Damla-Ezgi-Deniz üçlüsü ile açılışı yapıyorum. Hatırlarsanız geçen hafta Ezgi’yi oyundan alıp Damla ve Deniz izlemek istediğimi söylemiştim. Hala dediğimin arkasındayım. Ezgi’nin güvensiz halleri arayıp da bulamadığımız Hint kumaşlı damat adayı Deniz’i üzdüğü kadar beni de yoruyor.
İmkân verilse Ezgi’yi omuzlarından tutar ve onu sarsarak “Aklını başına topla, poğaça gibi çocuğa yazık ediyorsun!” diye bağırırım. O derece sevmiyorum kendisini. Hâlbuki ki ilk bölümlerde ne çok eğlenirdim ve Damla’ya gıcık olurdum. Meğer kızın sorunu kendisi değil annesiymiş. Denklemden onu çıkartınca Damla dünya şirini bir insan oluverdi gözümde. Hele Deniz’e Ezgi için akıl verirken söylediği laflar, keyiften dört köşe oldum.

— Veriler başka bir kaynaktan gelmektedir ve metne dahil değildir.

PR #2409, opened 2017-05-31
Updated readme to add port number when testing a site with authentication

### LINKED ISSUE #2404: Update Readme for Instructions for running lighthouse cli for site with authentication.
The current instructions in the documentation for running lighthouse against a site where you need to login first are:

- Run chrome-debug
- navigate to and log in to your site
- in a separate terminal tab lighthouse http://mysite.com

However, from what I can see for this to work when you run the lighthouse command you would need to add --port and the port number the chrome-debug instance is running on otherwise it opens a new instance of Chrome.

Happy to open a PR if this is the best way but it might be there's a better way of doing this !

mikerhyssmith:
fixes #2404

### DIFF
--- a/docs/readme.md
+++ b/docs/readme.md
@@ -51,7 +51,7 @@ instance with an open debugging port.
 
 - Run `chrome-debug`
 - navigate to and log in to your site
-- in a separate terminal tab `lighthouse http://mysite.com`
+- in a separate terminal tab `lighthouse http://mysite.com --port port-number` with the debugging port number your Chrome instance is running on
 
 ## Testing on a mobile device
 
--- a/docs/readme.md
+++ b/docs/readme.md
@@ -51,7 +51,7 @@ instance with an open debugging port.
 
 - Run `chrome-debug`
 - navigate to and log in to your site
-- in a separate terminal tab `lighthouse http://mysite.com --port port-number` with the debugging port number your Chrome instance is running on
+- in a separate terminal tab `lighthouse http://mysite.com --port port-number` with the debugging port number your Chrome instance is running on, by default this will be port 9222
 
 ## Testing on a mobile device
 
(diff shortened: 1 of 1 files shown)


docs/readme.md
```diff
@@ -51,7 +51,7 @@ instance with an open debugging port.
 
 - Run `chrome-debug`
 - navigate to and log in to your site
-- in a separate terminal tab `lighthouse http://mysite.com`
+- in a separate terminal tab `lighthouse http://mysite.com --port port-number` with the debugging port number your Chrome instance is running on
```
patrickhulce: maybe add a note that it's 9222 by default or use it as the example port?

brendankenny:
wait, wasn't the whole point that `chrome-debug` now uses a random port and doesn't have a default?

patrickhulce:
> now uses a random port and doesn't have a default?

I thought Lighthouse was looking to launch one on a random port but the instructions told you to open one already at 9222?

patrickhulce:
Oh no it tells you to use chrome-debug nevermind ignore me :) why don't we default chrome-debug to 9222 then?

paulirish:
> why don't we default chrome-debug to 9222 then?

I made that call. Mostly because it's possible of a port conflict and I wanted to make sure that `chrome-debug` command always works even if you have a second one already launched.

The output now says what port it's on, so it seems kinda reasonable to ask the user to use that port.
image

wdyt

mikerhyssmith:
Is it worth adding a note in the readme that chrome-debug will log the port its running on to then use in the lighthouse command ?

patrickhulce:
aight carry on then @mikerhyssmith that sounds good to me :)

paulirish:
> Is it worth adding a note in the readme that chrome-debug will log the port its running on to then use in the lighthouse command ?

yup. let's do that :)

Issue #1980, opened 2017-04-07
[meta] Plots: improve infrastructure for analyzing perf metrics


wwwillchen:
Building off the work in https://github.com/GoogleChrome/lighthouse/pull/1936, I'll work on the following tasks:

### Improve quality
* [x] Run this on a compute instance in Asia to test the hypothesis that the high variance for international sites is driven by network latency
* [ ] Testing effect of launching (or not) a new Chrome for every test (#1982)

### Improve visualizations
* Create a way to view archived results with a URL (e.g. github pages)
* Enable comparisons over different versions of Lighthouse (allows you to easily see how a commit will change the metrics on real-world sites)

### Plots as CLI
* Create flags to configure which sites to analyze
* Create a `--out` flag to customize output path

### Other
* Create a suite of tests to ensure `/plots/` doesn't break
* Add scores to Metrics (https://github.com/GoogleChrome/lighthouse/blob/master/lighthouse-core/lib/traces/pwmetrics-events.js)
* Make plotly a devDependency within `/plots/` so it can be run locally (currently plotly is fetched from CDN)
* Integrate with Travis CI to tag a PR with a before-and-after analysis (optional?)

slohmes:
Hello, I'm excited to see this feature grow!

Following the link in the Lighthouse plots readme (https://googlechrome.github.io/lighthouse/plots/) gives me a 404. I don't see this reported in any open issues - is it new, or expected? I'm happy to either open an issue to remove the link from the documentation, if the page is not currently supported, or to open an issue to fix the plots page, if it should be working (or maybe that should be included in this issue).

Does anyone have clarity around the expected status of the plots page?

paulirish:
@slohmes fixed the 404: https://googlechrome.github.io/lighthouse/plots/

we really like plots too, but we haven't been improving it much recently. would be happy for you to explore it and see if it works for you.

brendankenny:
no more plots 😢

PR #2411, opened 2017-05-31
plots: smoke test for happy case

wwwillchen:
A simple smoke test for plots. Will add more over time.

Closes part of #1980


plots/test/smoke.sh
```diff
@@ -0,0 +1,33 @@
...
+if [ -d "$out_path" ]; then
+  mv $out_path $out_backup_path
+  echo "Moved existing plots/out folder to plots/$out_backup_folder"
+fi
+
+node $measure_script --site https://google.com/ -n 2 --disable-network-throttling --disable-cpu-throttling
+node $analyze_script --ci
+node $clean_script
+
+echo "Finished plots smoke test without errors"
```
patrickhulce: dontcha need some `set -e` goodness to make this fail?

wwwillchen: yup.

plots/analyze.js
```diff
@@ -45,6 +48,9 @@ function main() {
     GENERATED_RESULTS_PATH,
     `var generatedResults = ${JSON.stringify(generatedResults)}`
   );
+  if (args.ci) {
```
paulirish: you can do 

```js
if (process.env.CI)
```

and avoid adding a custom flag

plots/test/smoke.sh
```diff
@@ -0,0 +1,35 @@
...
+
+echo "Starting plots smoke test"
+
+if [ -d "$out_path" ]; then
+  mv $out_path $out_backup_path
+  echo "Moved existing plots/out folder to plots/$out_backup_folder"
+fi
+
+node $measure_script --site https://google.com/ -n 2 --disable-network-throttling --disable-cpu-throttling
+node $analyze_script --ci
```
paulirish: do you want to assert anything about the analyze results?

plots/analyze.js
wwwillchen: Done

plots/test/smoke.sh
wwwillchen: I'll do this is in a follow-up PR - I think many of the potential issues (e.g. lighthouse changes that break plots) would be caught without assertions. 

I'm thinking about processing the output and replace non-deterministic values (e.g. timing values) and then diff it with a golden file.

paulirish:
Only +30s to travis times. Not bad. :)

PR #4677, opened 2018-03-02
report(description): update helpText for document.title audit

kaycebasques:
Since the audit occurs in both the a11y and SEO categories, the new helpText now mentions both. The helpText links to a new reference on d.g.c/web that discusses both the a11y and SEO aspects of the audit. The previously-linked-to aXe doc only mentioned the a11y side. But that aXe doc is itself mentioned in the new reference. I also updated the failureDescription while I was here, since we agreed in group chat that contractions are more in-tune with the Lighthouse voice.

#polish


rviscomi:
LGTM 👍 
blocked on https://github.com/google/WebFundamentals/pull/5855

PR #4703, opened 2018-03-07
misc: drop support of Node 6

### LINKED ISSUE #3742: Move to Node 8
Node 8 has now [hit LTS](https://github.com/nodejs/Release), so we should consider moving over to having that as the minimum supported version. 

We're of course already forward compatible, so anyone wanting e.g. perf improvements from Node 8 and 9 can already run Lighthouse there and get the benefits. However the language improvements [are significant](http://node.green/). Namely:
- `async`/`await` (maybe worth it for the clarity brought by this alone)
- `Object.entries` and `Object.values` (no more `Object.keys(obj).forEach(key => const value = obj[key];...` :)

along with a few other nice things like [object rest/spread](https://github.com/tc39/proposal-object-rest-spread), `String.padStart`, `String.padEnd`, the exponentiation operator, etc.

A mostly organic transition to async/await would probably be best, like we did when we moved to Node v6 and only really added destructuring where it made sense (of course) and where we had some other reason to touch code than just updating to new syntax. We have some tricky promise tricks we use at times and a mass migration could easily miss subtleties (though hopefully our tests won't). And promises and async/await play together nicely, so mixing them for the near future won't be much of an issue.

I'm personally very eager to move over, but it is worth noting that [last time](https://github.com/GoogleChrome/lighthouse/issues/449) we waited until January after the October LTS switch to move up versions, so prudence might have us wait.

paulirish:
Moving to Node 8 as lowest supported version.
This is a breaking change, and we've already branched the `2.x` branch, as master is now our 3.0. ref #4333 

(Breaking  ecc3d06 out of #4640 for clarity)

fixes #3742

### DIFF
--- a/.appveyor.yml
+++ b/.appveyor.yml
@@ -9,11 +9,11 @@ branches:
 environment:
   fast_finish: true
   matrix:
-    - nodejs_version: "6"
+    - nodejs_version: "8"
       platform: x86
-    # node 7 is skipped, as appveyor only allows 1 concurrent job
+    # other Node versions are skipped, as appveyor only allows 1 concurrent job
     # and we want appveyor finishing ASAP. see #2382
-    # - nodejs_version: "7"
+    # - nodejs_version: "9"
     #   platform: x86
 
 build: off
--- a/.travis.yml
+++ b/.travis.yml
@@ -5,9 +5,7 @@ branches:
   - master
 matrix:
   include:
-    - node_js: "6.9.1"
     - node_js: "8"
-      if: head_branch IS blank AND branch = master
     - node_js: "9"
       if: head_branch IS blank AND branch = master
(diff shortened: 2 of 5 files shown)


wardpeet:
@paulirish do we have a policy on new code style? Write everything with async/await from now on? what to do with old gatherers/audits/core, ...

paulirish:
@wardpeet 

> do we have a policy on new code style? Write everything with async/await from now on? what to do with old gatherers/audits/core, ...

I think what @brendankenny spelled out here is perfect: https://github.com/GoogleChrome/lighthouse/issues/3742#issue-271079651

"A mostly organic transition to async/await would probably be best". 👍 👍 

We'll refactor old code as we have reason to work on the files.

PR #4710, opened 2018-03-07
core(start_url): fix start_url audit while offline

### LINKED ISSUE #2576: 'Unable to retrieve manifest' when manifest file is available and valid
https://pwa.banggood.com/manifest.json
Audit error: Required StartUrl gatherer encountered an error: Unable to retrieve manifest at https://pwa.banggood.com/manifest.json.

Lighthouse shows this error, but this json file is avaliable and it is a valid json file. We can't fix this error ,so help me fix it.

wardpeet:
Tests are broken but I want some feedback on this one.

is this a good approach? It seems to work on some urls I've tested but should test more of them

It fixes #2576

### DIFF
--- a/lighthouse-cli/test/fixtures/manifest.json
+++ b/lighthouse-cli/test/fixtures/manifest.json
@@ -1,0 +1,38 @@
+{
+  "name": "App Install",
+  "short_name": "App Install",
+  "icons": [
+    {
+      "src": "launcher-icon-0-75x.png",
+      "sizes": "36x36",
+      "type": "image/png"
+    },
+    {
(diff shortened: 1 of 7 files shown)


wardpeet:
Some test urls that have failed before
- https://www.mlamannadev.com/
- https://silent-things.surge.sh/
- https://pwa.banggood.com/
- https://preact-cli-workbox-buggy.surge.sh/

brendankenny:
@wardpeet: not sure if @paulirish mentioned this to you somewhere else, but we'll have to stick to promises in this file for now because we want it in the 2.x branch, which doesn't drop Node 6

PR #4690, opened 2018-03-05
core: refactor scoring to be numeric only. introduce scoreDisplayMode

paulirish:
1. Ensure all audits return a numeric `score` (0-1), no boolean nonsense. 
1. `scoreDisplayMode` forces how it's displayed (renamed from `scoringMode`)

PR #4711, opened 2018-03-07
core(lhr): make reportCategories shallow; move audit scores to AuditResultJSON

### LINKED ISSUE #1999: Reduce size of JSON results: remove duplication

paulirish:
### Changes

* `reportCategories` no longer contains real auditResults (aka _de-dupe all audit results_ from #4333)
   * The categories still keep their `.score` prop. Eg: `reportCategories.performance.score`
  * Each audit's score moves from `reportCategories.performance['audit-name']` (which now just holds `weight` and `group`) over to `audits['audit-name']`
* Remove `LHR.score`, the overallScore

---------------

This is a chain of PRs. Landing order is... 1st: `newdetails` (#4616). 2nd: `shallowCategories` (#4711). 3rd: `scoring2.0` (#4690)

ref #4614

fixes #1999


lighthouse-core/runner.js
```diff
@@ -93,9 +93,11 @@ class Runner {
       const resultsById = {};
       for (const audit of runResults.auditResults) resultsById[audit.name] = audit;
 
-      let report;
+      let categories;
       if (opts.config.categories) {
-        report = Runner._scoreAndCategorize(opts, resultsById);
+        Runner._scoreAndCategorize(opts, resultsById);
+        // COMPAT: after dropping Node 6, upgrade to use Object.values
```
patrickhulce: does this mean we can do it now? :)

lighthouse-core/scoring.js
```diff
@@ -13,30 +13,33 @@ class ReportScoring {
...
   static scoreAllCategories(config, resultsByAuditId) {
-    const categories = Object.keys(config.categories).map(categoryId => {
+    Object.keys(config.categories).forEach(categoryId => {
       const category = config.categories[categoryId];
       category.id = categoryId;
 
-      const audits = category.audits.map(audit => {
+      category.audits.forEach(audit => {
         const result = resultsByAuditId[audit.id];
         // Cast to number to catch `null` and undefined when audits error
```
patrickhulce: should all of these line just be moved into `audit.js` then to keep all the score mapping in the same place?

patrickhulce: more a comment for #4690 I suppose

brendankenny:
smokehouse failures?

lighthouse-core/runner.js
brendankenny: do it!

lighthouse-core/scoring.js
paulirish: Aye. It actually already happens in that PR: https://github.com/GoogleChrome/lighthouse/pull/4690/files#diff-488f5da33160a651526463bdb951e5deL31

paulirish:
> As discussed, we'll want to smoosh the audit results into a copy of the LHR so the canonical one still exists untouched.

Done. added a test.

> something for the future: as we add more typechecking, we may want to split AuditJSON to a version with result (only used inside the report renderer) and a version without (used everywhere else) so that we can more easily reason about which we have at some point in time and so we don’t have to put in a bunch of checks to keep tsc happy :)

YESSSSSSS. So want this.

Here was my typechecking spike, validating the outgoing LHR against some real types. Works! https://github.com/GoogleChrome/lighthouse/compare/95e19a56503c702a5077c62dda1112cd39c4d705...typechecking


---------

This and #4690 are updated and ready

lighthouse-core/report/v2/renderer/report-renderer.js
```diff
@@ -155,24 +157,39 @@ class ReportRenderer {
     perfCategoryRenderer.setTemplateContext(this._templateContext);
 
     const categories = reportSection.appendChild(this._dom.createElement('div', 'lh-categories'));
+
+    ReportRenderer.smooshAuditResultsIntoCategories(report.audits, report.reportCategories);
```
brendankenny: does this make more sense up in `renderReport` before passing into `_renderReport`? Then internally it'll always be the smooshed version and we won't have to remember not to use `reportCategories` above this line

lighthouse-core/report/v2/renderer/report-renderer.js
```diff
@@ -181,6 +198,16 @@ if (typeof module !== 'undefined' && module.exports) {
...
 
+/**
+ * @typedef {{
+ *     id: string,
+ *     weight: number,
+ *     group: (string|undefined),
+ *     result: (ReportRenderer.AuditResultJSON|undefined)
+ * }}
+ */
+ReportRenderer.AuditJSON; // eslint-disable-line no-unused-expressions
```
brendankenny: defined below (merge conflict, I think)

lighthouse-core/runner.js
```diff
@@ -108,8 +109,7 @@ class Runner {
         audits: resultsById,
         artifacts: runResults.artifacts,
         runtimeConfig: Runner.getRuntimeConfig(opts.flags),
-        score: report ? report.score : 0,
-        reportCategories: report ? report.categories : [],
+        reportCategories: categories,
```
brendankenny: before this defaulted to an empty array. Will it cause problems anywhere as `undefined` (and removed from the JSON) instead?

lighthouse-core/scoring.js
```diff
@@ -13,35 +13,49 @@ class ReportScoring {
...
    * Returns the report JSON object with computed scores.
-   * @param {{categories: !Object<string, {id: string|undefined, weight: number|undefined, audits: !Array<{id: string, weight: number|undefined}>}>}} config
+   * @param {{categories: !Object<string, {id: string|undefined, weight: number|undefined, score: number|undefined, audits: !Array<{id: string, weight: number|undefined}>}>}} config
    * @param {!Object<string, {score: ?number|boolean|undefined, notApplicable: boolean, informative: boolean}>} resultsByAuditId
    * @return {{score: number, categories: !Array<{audits: !Array<{score: number, result: !Object}>}>}}
    */
   static scoreAllCategories(config, resultsByAuditId) {
-    const categories = Object.keys(config.categories).map(categoryId => {
-      const category = config.categories[categoryId];
+    for (const [categoryId, category] of Object.entries(config.categories)) {
```
brendankenny: 🎉

paulirish:
merge when green.

PR #1407, opened 2017-01-05
fix: remove extending es6 class from url-shim to support es5 transpilation

patrickhulce:

PR #4712, opened 2018-03-08
core: make url-shim extend native URL module; add type checking

### LINKED ISSUE #1186: Use native Node URL parsing after Node 7.2.1 errors resolved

Her ne kadar barışmalarını istemesem de Damla’nın bu darkside’ı bırakmış hallerine bayılıyorum. Sanırım onun başını da üç numaralı abi Polat’la bağlayacaklar. Her ne kadar gönlüm Deniz ve Damla’dan yana olsa da senaristlerin ana kurguyu değiştireceklerini düşünmüyorum. Yine de böyle bir düşünce olduğunu bilsinler isterim. Destekleriz yani, hiç sorun değil. Gerçekten!